Last night as I was getting ready for bed, some very hurtful things came across in a message. This person has a history of hurtful things, so it wasn't too surprising. Thankfully, I recognized it for what it was. "Blessed are you who suffer persecution because of Me." Here I am submitting myself to the will of God as gracefully as possible, and up pops another reason to separates myself from Him. All I wanted to do was unload and absolutely go batty on this person. So I did what any person submitting to the will of God would do. I swallowed my tears, buried my pride and did the graceful thing. 

I extended a dinner invitation. 

As He wills it. 

15 June 2014

Best Daddy Ever. flipagram made with @flipagram Music: American Authors - Best Day of My Life #flipagram http://flipagram.com/f/Dn5n9ImkXB

14 June 2014

Saturday.

A wonderful baptism, a big spider, a gorgeous wedding, some fancy glasses, plastic corn and a super fun picnic. All good, totally exhausting, kids were angels, all knocked out now. Perfection.

08 June 2014

My hair is falling out.

There is really no nice way to say it. I knew this could happen, but I guess I chose colon over hair. So I'm not really complaining. I'm just putting it out there. I need to shove it out into the world so that I don't have to say it out loud.

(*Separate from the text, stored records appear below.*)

PR #1611, opened 2018-08-22
[FIX] Temporary workaround for HandlerContext error.

philipbrito:
Temporary workaround for HandlerContext error.

`Cannot access class 'Lkotlinx.coroutines.experimental.android.HandlerContext;'. Check your module classpath for missing or conflicting dependencies`


luciofm:
@filipedelimabrito don't merge, I have a simpler solution, will open a PR...

philipbrito:
Reopening since the proposed solution doesn't work from here. Related issue for tracking the error: https://youtrack.jetbrains.com/issue/KT-26224

PR #1656, opened 2018-09-06
[FIX] fix emoji crash

luciofm:
This is purely a workaround for launching 2.6.0, we definitely need to address it better. It is not guaranteed that it will always work, it is a race condition. Most of the time it won't crash at least.


philipbrito (approved):

rafaelks:
Great branch name! 👍 😂

PR #1659, opened 2018-09-06
[FIX] Check file size after compressing the image

philipbrito:


rafaelks (approved):

app/src/main/java/chat/rocket/android/chatroom/presentation/ChatRoomPresenter.kt
```diff
@@ -353,21 +354,16 @@ class ChatRoomPresenter @Inject constructor(
             try {
                 withContext(DefaultDispatcher) {
                     val fileName = uriInteractor.getFileName(uri) ?: uri.toString()
-                    val fileSize = uriInteractor.getFileSize(uri)
                     val mimeType = uriInteractor.getMimeType(uri)
+                    val byteArray = bitmap?.compressImageAndGetByteArray(mimeType)
```
luciofm, line 358: Ok for now, but I think we should save the image to a file, and use an inputstream... getting the whole bitmap as a byte array can cause OOM and memory fragmentation

luciofm (approved):

app/src/main/java/chat/rocket/android/chatroom/presentation/ChatRoomPresenter.kt
philipbrito: Thanks for pointing! It worth to mention that the bitmap in this function is already "overridden" by "Glide" - what help us to avoid OOM.

PR #1669, opened 2018-09-11
[FEATURE] Initial message db support

luciofm:


app/build.gradle
```diff
@@ -152,6 +152,8 @@ dependencies {
 
     implementation libraries.livedataKtx
 
+    implementation 'com.google.code.findbugs:jsr305:3.0.2'
```
leonardoaramaki, line 155: Shouldn't this go to dependencies.gradle?

luciofm: Yes, it should 👍

util/src/main/java/chat/rocket/android/util/extension/Boolean.kt
```diff
@@ -0,0 +1,3 @@
+package chat.rocket.android.util.extension
+
+fun Boolean?.orFalse(): Boolean = this ?: false
```
leonardoaramaki, line 3: :+1:

app/src/main/java/chat/rocket/android/chatroom/uimodel/suggestion/ChatRoomSuggestionUiModel.kt
```diff
@@ -5,5 +5,4 @@ import chat.rocket.android.suggestions.model.SuggestionModel
 class ChatRoomSuggestionUiModel(text: String,
```
philipbrito, line 5: Could you fix the indentation here?

app/src/main/java/chat/rocket/android/db/model/Messages.kt
```diff
@@ -0,0 +1,106 @@
...
+    var attachments: List<AttachmentEntity>? = null
+    @Relation(parentColumn = "id", entityColumn = "messageId")
+    var reactions: List<ReactionEntity>? = null
+    @Relation(parentColumn = "id", entityColumn = "messageId")
+    var channels: List<MessageChannels>? = null
+
+    override fun toString(): String {
+        return "PartialMessage(message=$message, senderName=$senderName, senderUsername=$senderUsername, editName=$editName, editUsername=$editUsername, urls=$urls, attachments=$attachments, reactions=$reactions, channels=$channels)"
+    }
+
```
philipbrito, line 98: Unneeded blank line.
This fails the (future) lint (if we have plans to have it here).

app/src/main/res/layout/item_color_attachment.xml
```diff
@@ -35,11 +36,24 @@
...
         tools:text="#5571 - User profile from SSO must not have password change option" />
 
+    <TextView
+        android:id="@+id/text_fields"
+        android:layout_width="0dp"
+        android:layout_height="wrap_content"
+        android:visibility="gone"
+        android:layout_marginStart="8dp"
+        android:layout_marginTop="4dp"
+        app:layout_constraintTop_toBottomOf="@id/attachment_text"
```
philipbrito, line 46: There are some questions related on using `@id` instead of `@+id`. In the end prefer to use `@+id` to don't care about it (widget disposition, etc.) - but looks like it doesn't have influence with the Constraint Layout.

philipbrito (changes requested):

leonardoaramaki (approved):

rafaelks (approved):

app/src/main/res/layout/item_color_attachment.xml
luciofm: `@+id` should be use when "declaring" the id, for relations I prefer to use `@id` so it will fail if we remove the view with the declared id.

PR #1710, opened 2018-09-29
[I18N] Add turkish language support

ardabeyazoglu:
@RocketChat/android

I just added a Turkish language support.


ardabeyazoglu:
Looks like there is a memory issue in build-play-apk step.

leonardoaramaki (approved):

PR #1720, opened 2018-10-02
Add translations

shubhsherl:
@RocketChat/android

Add some translations


divyanshub024:
@shubhsherl May I know how do translated these strings.

shubhsherl:
@divyanshub024 I used Google translator and cross checked if the translation is correct by translating it to English again. Just to be double sure if the translation is correct.

divyanshub024:
@shubhsherl Google translator is not a reliable option to translate language even if you double check it. I suggest you to only translate the language you know.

You probably wouldn't notice a difference, if you ran into me on the street. It's not falling out in clumps. It's thinning, gradually, but it's a drastic difference for me. I was blessed with amazing hair. I wasn't blessed with many amazing physical attributes. Short torso, short legs, curves like Marilyn in a world of Kates. I work it, no biggie.

But my hair?! When I shower it comes out in handfuls. Handfuls! Ack! It's the infusions, yes, and there is really no way to know just how thin it will get. I'm not sure I'll lose it all. I may just have thin hair. That would be better than totally bald, right?

I'll keep you updated. I'd ask for prayers, but really? Prayers to the Patron of Vain Housewives Whose Hair May Be Thinning or Falling Out Completely?

The good news is, my sense of humor is solidly intact and I love hats.